SMA1000: Troubleshooting RDP Connection Failures Through VPN Tunnel

This article addresses Remote Desktop Protocol (RDP) connection failures that occur when a user attempts to connect to a Windows Server through a SonicWall SMA 1000 series VPN tunnel. The troubleshooting steps apply to Windows Server 2022 and Windows Server 2025, with clients running the built-in Remote Desktop Connection (mstsc.exe) or the Windows App on Windows 10 or Windows 11.

Symptoms of RDP connection failures could be:

• RDP connection times out or is refused when connected to the VPN tunnel.
• RDP works when connected directly on the LAN but fails over the VPN.
• Error messages may include "Remote Desktop can't connect to the remote computer" or "An authentication error has occurred."

RDP failures through a VPN tunnel are typically caused by one of the following: 

• Split tunneling misconfiguration — The RDP traffic (TCP 3389) is not routed through the VPN tunnel.
• SMA1000 access policy — The access policy does not permit RDP traffic to the target server or subnet.
• Windows Firewall on the server — The server firewall blocks RDP connections from the VPN subnet.
• Network Level Authentication (NLA) mismatch — The server requires NLA but the client cannot complete CredSSP negotiation over the tunnel.
• DNS resolution — The client cannot resolve the server hostname through the VPN DNS configuration.

Work through the following steps in order. Each addresses one of the root causes listed above.

1: Verify VPN Tunnel Routing

Confirm that the RDP target server's IP address or subnet is included in the Connect Tunnel or WorkPlace routing policy. In the SMA1000 AMC, navigate to Services > Settings and review the tunnel routes. The server's IP or subnet must be listed as a tunneled resource. On the client machine, run "route print" from a command prompt while connected to the VPN and confirm a route exists for the server's subnet via the VPN adapter.

2: Check SMA1000 Access Policy

In the AMC, navigate to Security Administration > Access Control. Verify that the user's realm and community have an access policy that permits TCP port 3389 (or the custom RDP port, if changed) to the target server or subnet. If no matching rule exists, add one and test again.

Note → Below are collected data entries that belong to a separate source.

PR #75, opened 2022-09-30
issue 47. tests for scala foldable blocks

Malarg:


test/src/folding/parsers/highlight_parser_test.dart
```diff
@@ -10,142 +10,126 @@ import 'package:flutter_code_editor/src/single_line_comments/single_line_comment
...
-
-        _Example(
-          'Java. Multiline pair-character blocks',
-          code: '''
-public class MyClass {
-  public static void main(
-    String[
-    ] args) {
-    }
+  _testJava();
```
alexeyinkin, line 16: This file is getting large. I suggest you split it by languages, make independent files with their `main`s, and put `parseAndCheck`, `FB`, and `T` to a shared file.

test/src/folding/parsers/highlight_parser_test.dart
```diff
@@ -10,142 +10,126 @@ import 'package:flutter_code_editor/src/single_line_comments/single_line_comment
...
+      const expectedBlocks = [
+        _FB(startLine: 0, endLine: 5, type: _T.braces),
+        _FB(startLine: 1, endLine: 3, type: _T.parentheses),
+        _FB(startLine: 2, endLine: 3, type: _T.brackets),
+        _FB(startLine: 3, endLine: 4, type: _T.braces),
+      ];
+      _parseAndCheck(mode: java, code: code, expected: expectedBlocks);
+    });
+
+    test('Java. Single-line pair-character blocks are ignored.', () {
```
alexeyinkin, line 43: No need to repeat the language here because 'Java' is already in the group name.
https://medium.com/flutter-senior/how-to-name-and-group-tests-in-a-dart-file-553e194bd8af

test/src/folding/parsers/highlight_parser_test.dart
```diff
@@ -158,119 +142,314 @@ import java.util.Date;
...
+    });
+
+    test('Scala. Imports at mid and the end, no newline in the end.', () {
+      const code = '''
+//
+package users
+import users._  // import everything from the users package
+class MyClass() {}
+import users.User  // import the class User
+import users.{User, UserPreferences}  // Only imports selected members''';
```
alexeyinkin, line 329: What happens if we break this line?
```scala
import users.{
  User,
  UserPreferences
}
```

test/src/folding/parsers/highlight_parser_test.dart
```diff
@@ -158,119 +142,314 @@ import java.util.Date;
...
+  def main(args: Array[String]): Unit =
+    println("Hello, Scala developer!")
+}''';
+      const expected = [
+        _FB(startLine: 0, endLine: 3, type: _T.braces),
+      ];
+      _parseAndCheck(mode: scala, code: code, expected: expected);
+    });
+
+    test('Scala. Multiline list form block.', () {
```
alexeyinkin, line 391: 'lists' or 'forms'.

test/src/folding/parsers/highlight_parser_test.dart
```diff
@@ -158,119 +142,314 @@ import java.util.Date;
...
+  true, // a boolean value
+  () => "an anonymous function returning a string"
+)''';
+      const expected = [
+        _FB(startLine: 0, endLine: 6, type: _T.parentheses),
+      ];
+      _parseAndCheck(mode: scala, code: code, expected: expected);
+    });
+
+    test('Scala. Match function form block.', () {
```
alexeyinkin, line 406: 'functions' or 'forms'.

alexeyinkin (changes requested):
Thanks.

test/src/folding/parsers/highlight_parser_test.dart
Malarg: Created an issue: https://github.com/akvelon/flutter-code-editor/issues/78

lib/src/folding/foldable_block.dart
```diff
@@ -23,10 +25,60 @@ class FoldableBlock with EquatableMixin {
...
   void sortByStartLine() {
     sort((a, b) => a.startLine - b.startLine);
   }
+
+  void joinIntersectedBlocks() {
+    if (length < 2) {
+      return;
+    }
+
+    _joinExistingIntersectedBlocks();
```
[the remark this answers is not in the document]
alexeyinkin: To write a test for this algo, imagine blocks like this:

```
|
|
|

|
| |
| | |
| | | |
| | | | |
| | | | |
| | | | |
| | |   |
| | |   |
| | |   |
| |     |
| |     |
|       |
|
```

test/src/folding/foldable_block_test.dart
```diff
@@ -0,0 +1,148 @@
+import 'package:flutter_code_editor/src/folding/foldable_block.dart';
+import 'package:flutter_test/flutter_test.dart';
+
+import 'parsers/test_executor.dart';
+
+void main() {
+  group('Foldable block test', () {
+    test('Join intersected blocks in empty list will not throw exception', () {
```
alexeyinkin, line 8: Please simplify test descriptions.
Like 'Empty -> Empty' in this case.

test/src/folding/foldable_block_test.dart
```diff
@@ -0,0 +1,148 @@
...
+      const blocks = <FoldableBlock>[];
+
+      final actual = blocks.deepCopy()..joinIntersecting();
+
+      expect(actual, blocks);
+    });
+
+    test('Join blocks in list with one block will not throw exception', () {
```
alexeyinkin, line 16: 'Single -> Single'

test/src/folding/foldable_block_test.dart
```diff
@@ -0,0 +1,148 @@
...
+
+      expect(actual, blocks);
+    });
+
+    test('Join intersecting blocks in list with two intersecting blocks', () {
+      const blocks = [
+        FoldableBlock(startLine: 0, endLine: 1, type: FBT.braces),
+        FoldableBlock(startLine: 1, endLine: 2, type: FBT.braces),
+      ];
+      const matcher = [
```
alexeyinkin, line 31: `Matcher` is a Dart class that does the comparison. This may be called 'expected' or alike.

test/src/folding/foldable_block_test.dart
```diff
@@ -0,0 +1,148 @@
...
+        FoldableBlock(startLine: 0, endLine: 2, type: FBT.union),
+      ];
+
+      final actual = blocks.deepCopy()..joinIntersecting();
+
+      expect(actual, matcher);
+    });
+
+    test('Join intersecting blocks in list with two not intersecting blocks',
```
alexeyinkin, line 40: Do we need this test if we have the one after it?

test/src/folding/foldable_block_test.dart
```diff
@@ -0,0 +1,148 @@
...
+      const matcher = [
+        FB(startLine: 0, endLine: 10, type: FBT.union),
+      ];
+
+      final actual = blocks.deepCopy()..joinIntersecting();
+
+      expect(actual, matcher);
+    });
+
+    test('Mixed blocks will join correctly', () {
```
alexeyinkin, line 79: This test mostly repeats the one above. You can add the last block from this test there, and the same inputs will be covered.

test/src/folding/foldable_block_test.dart
```diff
@@ -0,0 +1,148 @@
...
+        FB(startLine: 0, endLine: 5, type: FBT.braces),
+        FB(startLine: 1, endLine: 5, type: FBT.union),
+      ];
+
+      final actual = blocks.deepCopy()..joinIntersecting();
+
+      expect(actual, matcher);
+    });
+
+    test('Unsorted intersected blocks will not join', () {
```
alexeyinkin, line 111: I don't think we should test this case at all. We may keep the behavior on unsorted lists undefined. Then it will be easier to streamline the algorithm on sorted input.

Please add this expectation to the doc comment of the method.

test/src/folding/foldable_block_test.dart
```diff
@@ -0,0 +1,148 @@
...
+import 'package:flutter_test/flutter_test.dart';
+
+import 'parsers/test_executor.dart';
+
+void main() {
+  group('Foldable block test', () {
+    test('Join intersected blocks in empty list will not throw exception', () {
+      const blocks = <FoldableBlock>[];
+
+      final actual = blocks.deepCopy()..joinIntersecting();
```
alexeyinkin, line 11: Why deep copy? A shallow copy with `[...list]` will do.

lib/src/folding/foldable_block.dart
```diff
@@ -23,10 +25,44 @@ class FoldableBlock with EquatableMixin {
...
+
+  void joinIntersecting() {
+    if (length < 2) {
+      return;
+    }
+
+    for (int i = 1; i < length; i++) {
+      final currentBlock = this[i];
+      final previousBlock = this[i - 1];
+      if (currentBlock.intersects(previousBlock)) {
```
alexeyinkin, line 57: `intersects(other)` is not needed at all. Just check if `previous.endLine >= current.startLine && previous.endLine < current.endLine` or maybe make a method that encapsulates this (but I am struggling to come up with a name, maybe `intersectsWithEnd(int)`)

test/src/folding/foldable_block_test.dart
```diff
@@ -0,0 +1,148 @@
...
+        FB(startLine: 8, endLine: 10, type: FBT.imports),
+        FB(startLine: 1, endLine: 3, type: FBT.imports),
+      ];
+
+      final actual = blocks.deepCopy()..joinIntersecting();
+
+      expect(actual, blocks);
+    });
+
+    test('Containing children blocks will not join', () {
```
alexeyinkin, line 123: When testing for an undesired behavior, make it clear with a TODO comment.
```dart
    // TODO(username): Fix this
    test('Intersecting a non-immediate neighbor is not detected so far', () {
      const blocks = [
        FB(startLine: 0, endLine: 6, type: FBT.braces), //        0 intersects 3, not detected
        FB(startLine: 1, endLine: 3, type: FBT.parentheses), //   1
        FB(startLine: 4, endLine: 5, type: FBT.parentheses), //   2
        FB(startLine: 6, endLine: 12, type: FBT.braces), //       3
        FB(startLine: 7, endLine: 9, type: FBT.parentheses), //   4
        FB(startLine: 10, endLine: 11, type: FBT.parentheses), // 5
      ];

```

3: Verify Windows Firewall on the Server

On the Windows Server, open Windows Defender Firewall with Advanced Security. Confirm that the inbound rule "Remote Desktop - User Mode (TCP-In)" is enabled. Verify the rule's Scope tab includes the VPN client subnet (the SMA1000 tunnel pool range) in the "Remote IP address" list. If the firewall restricts RDP to specific subnets, the VPN pool range must be added.

4: Verify Remote Desktop Is Enabled on the Server

On Windows Server 2022/2025, open Settings > System > Remote Desktop and confirm the toggle is set to On. Alternatively, open Server Manager > Local Server and confirm Remote Desktop is set to Enabled. If Network Level Authentication (NLA) is required, ensure the client machine supports CredSSP. NLA is the recommended setting — do not disable it unless there is a specific compatibility requirement.

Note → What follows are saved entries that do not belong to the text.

PR #87, opened 2022-10-18
issue69 implemented tabs to spaces replacing

Malarg:


lib/src/code_field/text_editing_value.dart
```diff
@@ -88,4 +90,91 @@ extension MyTextEditingValue on TextEditingValue {
...
+    );
+
+    return selection.isNormal ? result : result.reversed;
+  }
+
+  String get beforeSelection {
+    if (selection.baseOffset == -1 && selection.extentOffset == -1) {
+      return '';
+    }
+    final minSelection = min(selection.baseOffset, selection.extentOffset);
```
alexeyinkin, line 139: There's already `TextRange.start` that returns the min of the two.
Same is for `TextRange.end`.
Update here and below.

test/src/code_field/tabs_to_spaces_test.dart
```diff
@@ -0,0 +1,223 @@
+import 'package:flutter/widgets.dart';
+import 'package:flutter_code_editor/src/code_field/text_editing_value.dart';
+import 'package:flutter_test/flutter_test.dart';
+
+const _codeRowWithoutTabs = 'int a = 1;';
```
alexeyinkin, line 5: `_codeLineWithoutTabs`
Although I don't see a point in testing a single line separately.
For code without tabs, you can just reuse `_codeWithDoubleSpaces` and have one less `const`.

test/src/code_field/tabs_to_spaces_test.dart
```diff
@@ -0,0 +1,223 @@
...
+
+void main() {
+  group('Replace tabs with spaces', () {
+    test('Empty without selection', () {
+      TextEditingValue value = TextEditingValue.empty;
+      value = value.tabsToSpaces(_spaceCount);
+      
+      expect(value.text, '');
+      expect(value.selection.baseOffset, -1);
+      expect(value.selection.extentOffset, -1);
```
alexeyinkin, line 33: You can just compare to `TextEditingValue.empty`

test/src/code_field/tabs_to_spaces_test.dart
```diff
@@ -0,0 +1,223 @@
...
+    test('Empty with cursor at start', () {
+      TextEditingValue value = TextEditingValue.empty.copyWith(
+        selection: const TextSelection.collapsed(offset: 0),
+      );
+
+      value = value.tabsToSpaces(_spaceCount);
+      
+      expect(value.text, '');
+      expect(value.selection.baseOffset, 0);
+      expect(value.selection.extentOffset, 0);
```
alexeyinkin, line 45: You can compare the whole selection to `TextSelection.collapsed(offset: 0)`
Here and below.

test/src/code_field/tabs_to_spaces_test.dart
```diff
@@ -0,0 +1,223 @@
...
+    });
+
+    test('Code row without tabs without selection', () {
```
alexeyinkin, line 48: 'Code line...' here and below, if you still want to test a single line.

test/src/code_field/tabs_to_spaces_test.dart
```diff
@@ -0,0 +1,223 @@
...
+      TextEditingValue value = const TextEditingValue(text: _codeRowWithoutTabs);
+      
+      value = value.tabsToSpaces(_spaceCount);
+      
+      expect(value.text, _codeRowWithoutTabs);
+      expect(value.selection.baseOffset, -1);
+      expect(value.selection.extentOffset, -1);
+    });
+
+    test('Code row without tabs with cursor at start', () {
```
alexeyinkin, line 58: 'the start'

test/src/code_field/tabs_to_spaces_test.dart
```diff
@@ -0,0 +1,223 @@
...
+  void method() {
+    print(field);
+  }
+}
+''';
+const _spaceCount = 2;
+
+
+void main() {
+  group('Replace tabs with spaces', () {
```
alexeyinkin, line 26: 1. You can further group 'Empty', 'Without tabs', and 'With tabs'
2. If combined test names do not read as a sentence, add periods after group names. https://medium.com/flutter-senior/how-to-name-and-group-tests-in-a-dart-file-553e194bd8af

test/src/code_field/tabs_to_spaces_test.dart
```diff
@@ -0,0 +1,223 @@
...
+      );
+
+      value = value.tabsToSpaces(_spaceCount);
+
+      expect(value.text, _codeRowWithoutTabs);
+      expect(value.selection.baseOffset, cursorPosition);
+      expect(value.selection.extentOffset, cursorPosition);
+    });
+
+    test('Code row without tabs with selection', () {
```
alexeyinkin, line 99: 'Non-empty normalized selection'

test/src/code_field/tabs_to_spaces_test.dart
```diff
@@ -0,0 +1,223 @@
...
+      );
+
+      value = value.tabsToSpaces(_spaceCount);
+
+      expect(value.text, _codeRowWithoutTabs);
+      expect(value.selection.baseOffset, selectionStart);
+      expect(value.selection.extentOffset, selectionEnd);
+    });
+
+    test('Code row without tabs with reversed selection', () {
```
alexeyinkin, line 117: 'Non-empty reversed selection'

test/src/code_field/tabs_to_spaces_test.dart
```diff
@@ -0,0 +1,223 @@
...
+      
+      value = value.tabsToSpaces(_spaceCount);
+      
+      expect(value.text, _codeWithDoubleSpaces);
+      expect(value.selection.baseOffset, 0);
+      expect(value.selection.extentOffset, 0);
+    });
+
+    test('Code with tabs with cursor at middle', () {
+      const cursorPosition = _codeWithTabs.length ~/ 2;
```
alexeyinkin, line 159: Hardcode a number please so it can be easily verified.
Then there's no need for a comment below.

test/src/code_field/tabs_to_spaces_test.dart
```diff
@@ -0,0 +1,223 @@
...
+      expect(value.text, _codeRowWithoutTabs);
+      expect(value.selection.baseOffset, 0);
+      expect(value.selection.extentOffset, 0);
+    });
+
+    test('Code row without tabs with cursor at middle', () {
+      const cursorPosition = 5;
+      TextEditingValue value = const TextEditingValue(
+        text: _codeRowWithoutTabs,
+        selection: TextSelection.collapsed(offset: cursorPosition),
```
alexeyinkin, line 75: Please test different `affinity` in some cases. Maybe here.

test/src/code_field/tabs_to_spaces_test.dart
```diff
@@ -0,0 +1,223 @@
...
+      expect(value.selection.baseOffset, cursorPosition);
+      expect(value.selection.extentOffset, cursorPosition);
+    });
+
+    test('Code row without tabs with selection', () {
+      const selectionStart = 5;
+      const selectionEnd = 10;
+      TextEditingValue value = const TextEditingValue(
+        text: _codeRowWithoutTabs,
+        selection: TextSelection(
```
alexeyinkin, line 104: Please test `isDirectional` in some cases. Maybe here.

lib/src/code_field/text_editing_value.dart
```diff
@@ -88,4 +90,91 @@ extension MyTextEditingValue on TextEditingValue {
...
+    String afterSelection,
+  ) {
+    if (selection.baseOffset == -1 || selection.extentOffset == -1) {
+      return const TextSelection.collapsed(offset: -1);
+    }
+
+    final baseOffset = beforeSelection.length;
+    final extentOffset = baseOffset + inSelection.length;
+
+    final result = TextSelection(
```
alexeyinkin, line 125: Please use `TextSelection.copyWith` to preserve everything other than the offsets.

test/src/code_field/code_controller_tab_test.dart
```diff
@@ -20,6 +22,26 @@ public class MyClass {
...
+class MyClass {
+  void readOnlyMethod() {// [START section1]
+  }// [END section1]
+  // [START section2]
+  void method() {
+  }// [END section2]
+}
 ''';
 
   bool _areIdenticalTexts(String text1, String text2) {
```
alexeyinkin, line 47: Can we get rid of this and just use `expect(text1, text2)`?

test/src/code_field/code_controller_tab_test.dart
```diff
@@ -73,5 +95,70 @@ public class MyClass {
...
+        _areIdenticalTexts(
+          controller.text,
+          snippetWithDoubleSpaces +
+              ' ' * controller.params.tabSpaces * tabCount,
+        ),
+        true,
+      );
+    });
+
+    //TODO(Malarg): implement logic
```
alexeyinkin, line 122: Do these test fail now? If so, please do not include them in this branch.

alexeyinkin (changes requested):

test/src/code_field/code_controller_tab_test.dart
```diff
@@ -73,5 +95,70 @@ public class MyClass {
         );
       },
     );
+
+    test('works with several tab insertion', () {
+      final controller = CodeController(
+        text: snippetWithTabs,
+        language: java,
+        modifiers: [const TabModifier()],
```
alexeyinkin, line 103: Please also test that tabs are not replaced without `TabModifier`.

alexeyinkin, line 103: Please also make `TabModifier` do nothing because we no longer use its logic for replacement.

test/src/code_field/code_controller_tab_test.dart
Malarg: Im most cases except one :)

Malarg: Yes, deleted

test/src/code_field/tabs_to_spaces_test.dart
```diff
@@ -21,203 +20,218 @@ class Foo {
...
+          ),
+        );
+      });
+
+      test('with cursor at the end', () {
+        const cursorPosition = _codeWithDoubleSpaces.length;
+        TextEditingValue value = TextEditingValue(
+          text: _codeWithDoubleSpaces,
+          selection: const TextSelection.collapsed(offset: cursorPosition)
+              .copyWith(isDirectional: true),
```
alexeyinkin, line 95: Per docs, a directional selection only makes sense for non-collapsed selection. That is why `collapsed` constructor does not have `isDirectional` argument.
Please test `isDirecional` in any of the non-collapsed selections below.

test/src/code_field/tabs_to_spaces_test.dart
```diff
@@ -21,203 +20,218 @@ class Foo {
...
+          selection: TextSelection(
+            baseOffset: selectionStart,
+            extentOffset: selectionEnd,
+          ),
+        );
+
+        value = value.tabsToSpaces(_spaceCount);
+
+        expect(value.text, _codeWithDoubleSpaces);
+        expect(value.selection.baseOffset, selectionStart);
```
alexeyinkin, line 122: If you construct a selection here, you also implicitly test that `affinity` and `isDirectional` have not changed which is beneficial. This is why we should avoid testing individual properties of standard classes that can be compared as a whole.
Please check each test of individual properties if it can be changed to comparison to a `TextSelection` object.

alexeyinkin (changes requested):

test/src/code_field/tabs_to_spaces_test.dart
```diff
@@ -21,148 +21,114 @@ class Foo {
...
+  void expectWillNotChanged(TextEditingValue value) {
+    var actual = value;
+    final expected = value.copyWith();
+
+    actual = actual.tabsToSpaces(_spaceCount);
+
+    expect(actual, expected);
+  }
+
   group('Replace tabs with spaces.', () {
```
alexeyinkin, line 33: Please rename to 'TextEditingValue.tabsToSpaces`.

test/src/code_field/tabs_to_spaces_test.dart
```diff
@@ -21,148 +21,114 @@ class Foo {
 const _spaceCount = 2;
 
 void main() {
+  void expectWillNotChanged(TextEditingValue value) {
```
alexeyinkin, line 24: 1. Please move this function inside the first group. Otherwise it is unclear what it actually does that should cause no change.
2. Please rename to `expectSame`

alexeyinkin (changes requested):

alexeyinkin (approved):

5: Troubleshoot NLA / CredSSP Errors

If the client receives an authentication error referencing CredSSP or NLA, confirm the following: (a) the client OS is fully patched with the latest Windows updates, (b) the Group Policy setting "Encryption Oracle Remediation" (Computer Configuration > Administrative Templates > System > Credentials Delegation) is not set to "Force Updated Clients," which can block connections to unpatched servers. If the server and client are both fully patched, this setting should be left at the default. If there is a version mismatch, update both endpoints rather than weakening the CredSSP policy.

6: Verify DNS Resolution Over the Tunnel

If connecting by hostname, confirm DNS resolution works over the VPN tunnel. Run "nslookup <server hostname>" from the client while connected. If resolution fails, check the SMA1000 DNS settings under System Configuration > DNS. Ensure the DNS server configured in the tunnel profile can resolve the internal hostname. As a test, try connecting by IP address to rule out DNS as the issue.

Important: If all steps above are verified and RDP still fails, collect a packet capture on the SMA1000 appliance and the target server to identify where the TCP 3389 connection is being dropped. Contact SonicWall Technical Support with the captures and TSR (Tech Support Report) for further analysis.